PROBLEM.
For the string "friend", count the lines in the records below that contain it. Answer with that number alone.

ENTRIES PROVIDED.
☆ ☆ ☆ ☆

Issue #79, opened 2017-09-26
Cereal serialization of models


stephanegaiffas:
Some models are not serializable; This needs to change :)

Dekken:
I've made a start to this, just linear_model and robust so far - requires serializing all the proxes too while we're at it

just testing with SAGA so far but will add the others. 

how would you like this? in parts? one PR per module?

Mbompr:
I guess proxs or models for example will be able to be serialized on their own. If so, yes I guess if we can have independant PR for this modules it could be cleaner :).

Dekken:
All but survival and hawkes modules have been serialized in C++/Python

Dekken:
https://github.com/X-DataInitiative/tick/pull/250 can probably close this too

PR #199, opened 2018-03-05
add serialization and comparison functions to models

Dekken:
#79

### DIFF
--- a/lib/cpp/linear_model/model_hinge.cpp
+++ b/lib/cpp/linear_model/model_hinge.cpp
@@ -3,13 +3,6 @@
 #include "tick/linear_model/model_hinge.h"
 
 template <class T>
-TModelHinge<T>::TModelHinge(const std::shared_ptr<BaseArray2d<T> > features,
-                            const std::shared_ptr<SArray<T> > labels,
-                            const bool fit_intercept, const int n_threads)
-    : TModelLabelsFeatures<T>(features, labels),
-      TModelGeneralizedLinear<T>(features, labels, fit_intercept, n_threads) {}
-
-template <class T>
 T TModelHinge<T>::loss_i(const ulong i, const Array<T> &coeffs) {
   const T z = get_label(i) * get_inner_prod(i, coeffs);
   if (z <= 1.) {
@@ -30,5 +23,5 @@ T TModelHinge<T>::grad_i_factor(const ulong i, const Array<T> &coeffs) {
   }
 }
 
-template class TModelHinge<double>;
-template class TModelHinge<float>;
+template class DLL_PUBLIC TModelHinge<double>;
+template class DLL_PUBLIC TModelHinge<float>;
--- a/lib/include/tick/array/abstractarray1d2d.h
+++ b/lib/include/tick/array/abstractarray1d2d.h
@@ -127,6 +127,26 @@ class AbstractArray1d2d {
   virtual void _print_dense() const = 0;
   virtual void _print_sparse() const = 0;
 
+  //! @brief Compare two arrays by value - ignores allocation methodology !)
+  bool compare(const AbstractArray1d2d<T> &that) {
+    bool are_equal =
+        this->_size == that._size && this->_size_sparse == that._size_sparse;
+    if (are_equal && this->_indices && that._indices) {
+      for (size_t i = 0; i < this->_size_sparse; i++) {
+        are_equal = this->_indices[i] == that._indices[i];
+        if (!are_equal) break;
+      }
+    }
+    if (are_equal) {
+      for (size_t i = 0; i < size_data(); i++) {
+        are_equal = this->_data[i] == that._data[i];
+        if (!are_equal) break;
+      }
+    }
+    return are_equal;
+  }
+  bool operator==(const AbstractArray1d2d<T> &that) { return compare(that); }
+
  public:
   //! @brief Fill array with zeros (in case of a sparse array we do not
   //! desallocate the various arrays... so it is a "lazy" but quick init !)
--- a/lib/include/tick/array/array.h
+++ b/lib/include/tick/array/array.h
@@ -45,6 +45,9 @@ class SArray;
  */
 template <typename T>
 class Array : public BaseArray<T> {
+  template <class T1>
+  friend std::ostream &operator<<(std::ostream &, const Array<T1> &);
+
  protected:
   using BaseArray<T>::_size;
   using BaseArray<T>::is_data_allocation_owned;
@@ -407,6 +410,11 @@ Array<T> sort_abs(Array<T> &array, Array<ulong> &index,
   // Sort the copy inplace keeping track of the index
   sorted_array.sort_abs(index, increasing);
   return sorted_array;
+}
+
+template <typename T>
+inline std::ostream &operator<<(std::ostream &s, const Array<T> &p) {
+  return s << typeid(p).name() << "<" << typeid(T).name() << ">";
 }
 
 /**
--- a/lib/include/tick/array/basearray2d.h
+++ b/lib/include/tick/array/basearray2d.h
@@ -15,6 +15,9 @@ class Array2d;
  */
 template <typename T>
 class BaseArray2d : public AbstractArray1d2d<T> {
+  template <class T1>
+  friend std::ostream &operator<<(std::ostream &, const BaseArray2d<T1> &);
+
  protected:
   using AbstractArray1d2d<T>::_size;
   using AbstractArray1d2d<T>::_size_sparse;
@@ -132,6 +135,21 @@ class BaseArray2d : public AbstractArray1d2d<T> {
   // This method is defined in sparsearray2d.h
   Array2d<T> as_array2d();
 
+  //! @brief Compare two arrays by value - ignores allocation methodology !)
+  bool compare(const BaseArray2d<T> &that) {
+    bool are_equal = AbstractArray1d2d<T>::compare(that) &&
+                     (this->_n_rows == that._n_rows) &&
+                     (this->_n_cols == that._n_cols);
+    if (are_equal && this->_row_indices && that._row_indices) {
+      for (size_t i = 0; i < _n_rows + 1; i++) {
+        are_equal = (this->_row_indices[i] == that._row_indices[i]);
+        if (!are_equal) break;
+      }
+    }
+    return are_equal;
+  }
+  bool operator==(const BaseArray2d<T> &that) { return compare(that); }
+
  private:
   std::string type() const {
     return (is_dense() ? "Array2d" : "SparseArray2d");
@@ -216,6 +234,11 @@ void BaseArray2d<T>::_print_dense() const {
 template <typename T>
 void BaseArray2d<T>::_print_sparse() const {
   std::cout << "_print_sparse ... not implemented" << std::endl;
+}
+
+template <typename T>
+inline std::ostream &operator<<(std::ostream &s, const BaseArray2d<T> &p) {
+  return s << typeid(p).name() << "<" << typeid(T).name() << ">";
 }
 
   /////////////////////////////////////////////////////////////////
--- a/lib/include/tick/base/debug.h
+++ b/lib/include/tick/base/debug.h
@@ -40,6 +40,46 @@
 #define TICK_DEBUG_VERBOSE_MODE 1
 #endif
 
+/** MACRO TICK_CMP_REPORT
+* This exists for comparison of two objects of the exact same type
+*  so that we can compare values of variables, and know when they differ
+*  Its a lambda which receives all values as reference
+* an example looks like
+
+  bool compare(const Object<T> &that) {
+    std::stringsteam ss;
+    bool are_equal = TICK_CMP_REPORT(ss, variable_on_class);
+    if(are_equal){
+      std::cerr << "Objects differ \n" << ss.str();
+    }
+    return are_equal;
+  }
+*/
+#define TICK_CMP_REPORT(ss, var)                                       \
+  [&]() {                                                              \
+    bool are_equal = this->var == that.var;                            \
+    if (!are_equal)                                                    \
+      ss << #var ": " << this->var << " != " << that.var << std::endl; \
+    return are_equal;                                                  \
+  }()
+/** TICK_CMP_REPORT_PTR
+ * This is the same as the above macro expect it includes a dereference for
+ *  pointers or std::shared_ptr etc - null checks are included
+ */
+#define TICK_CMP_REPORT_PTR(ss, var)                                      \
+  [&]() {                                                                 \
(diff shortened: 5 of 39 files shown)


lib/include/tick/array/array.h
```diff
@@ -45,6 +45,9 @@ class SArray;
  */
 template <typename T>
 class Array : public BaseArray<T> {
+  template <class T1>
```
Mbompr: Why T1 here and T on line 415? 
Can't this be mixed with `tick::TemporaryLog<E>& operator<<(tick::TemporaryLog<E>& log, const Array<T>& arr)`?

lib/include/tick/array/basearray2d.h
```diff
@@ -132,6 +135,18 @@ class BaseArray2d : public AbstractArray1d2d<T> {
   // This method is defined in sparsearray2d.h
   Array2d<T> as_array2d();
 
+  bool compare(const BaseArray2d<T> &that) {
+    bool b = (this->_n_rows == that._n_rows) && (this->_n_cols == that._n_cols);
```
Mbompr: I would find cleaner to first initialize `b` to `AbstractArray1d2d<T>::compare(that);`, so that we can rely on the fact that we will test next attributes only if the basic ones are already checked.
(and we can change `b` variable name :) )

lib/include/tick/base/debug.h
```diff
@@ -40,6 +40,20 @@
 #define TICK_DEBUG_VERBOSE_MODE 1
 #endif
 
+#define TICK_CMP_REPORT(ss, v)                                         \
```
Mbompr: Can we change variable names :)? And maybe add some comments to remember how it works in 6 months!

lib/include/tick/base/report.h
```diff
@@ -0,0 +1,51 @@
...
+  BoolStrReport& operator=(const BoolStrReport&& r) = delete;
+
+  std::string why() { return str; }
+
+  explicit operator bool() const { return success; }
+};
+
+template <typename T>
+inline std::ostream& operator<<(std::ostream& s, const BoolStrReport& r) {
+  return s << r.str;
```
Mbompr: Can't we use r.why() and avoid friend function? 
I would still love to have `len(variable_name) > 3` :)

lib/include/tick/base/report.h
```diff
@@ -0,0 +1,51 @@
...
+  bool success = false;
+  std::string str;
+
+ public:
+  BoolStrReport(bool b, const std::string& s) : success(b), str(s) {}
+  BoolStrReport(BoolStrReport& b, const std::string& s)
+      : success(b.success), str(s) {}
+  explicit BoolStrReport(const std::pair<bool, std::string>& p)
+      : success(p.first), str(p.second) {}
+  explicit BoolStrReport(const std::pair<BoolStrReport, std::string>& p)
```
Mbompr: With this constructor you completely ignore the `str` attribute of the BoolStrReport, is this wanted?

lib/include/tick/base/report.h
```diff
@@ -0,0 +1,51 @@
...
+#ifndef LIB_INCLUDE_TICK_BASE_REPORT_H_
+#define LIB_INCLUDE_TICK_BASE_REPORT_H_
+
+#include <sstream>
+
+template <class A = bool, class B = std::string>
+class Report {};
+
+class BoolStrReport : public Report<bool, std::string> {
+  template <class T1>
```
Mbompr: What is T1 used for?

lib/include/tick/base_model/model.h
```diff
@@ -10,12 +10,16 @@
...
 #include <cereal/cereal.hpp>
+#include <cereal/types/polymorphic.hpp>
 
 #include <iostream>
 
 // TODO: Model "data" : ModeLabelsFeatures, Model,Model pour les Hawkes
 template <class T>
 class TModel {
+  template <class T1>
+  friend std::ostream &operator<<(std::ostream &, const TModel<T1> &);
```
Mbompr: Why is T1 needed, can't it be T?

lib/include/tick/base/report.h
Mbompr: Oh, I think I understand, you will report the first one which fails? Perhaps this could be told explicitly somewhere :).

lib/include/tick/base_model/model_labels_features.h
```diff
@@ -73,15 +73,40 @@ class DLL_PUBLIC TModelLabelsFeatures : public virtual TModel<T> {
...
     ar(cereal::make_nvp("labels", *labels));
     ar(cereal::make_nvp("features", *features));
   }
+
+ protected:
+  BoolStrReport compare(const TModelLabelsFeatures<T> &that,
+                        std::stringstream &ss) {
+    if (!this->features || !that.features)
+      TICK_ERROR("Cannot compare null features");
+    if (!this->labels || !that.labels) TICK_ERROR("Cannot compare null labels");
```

☆ ☆ ☆ ☆

COMPLETED TASK.
4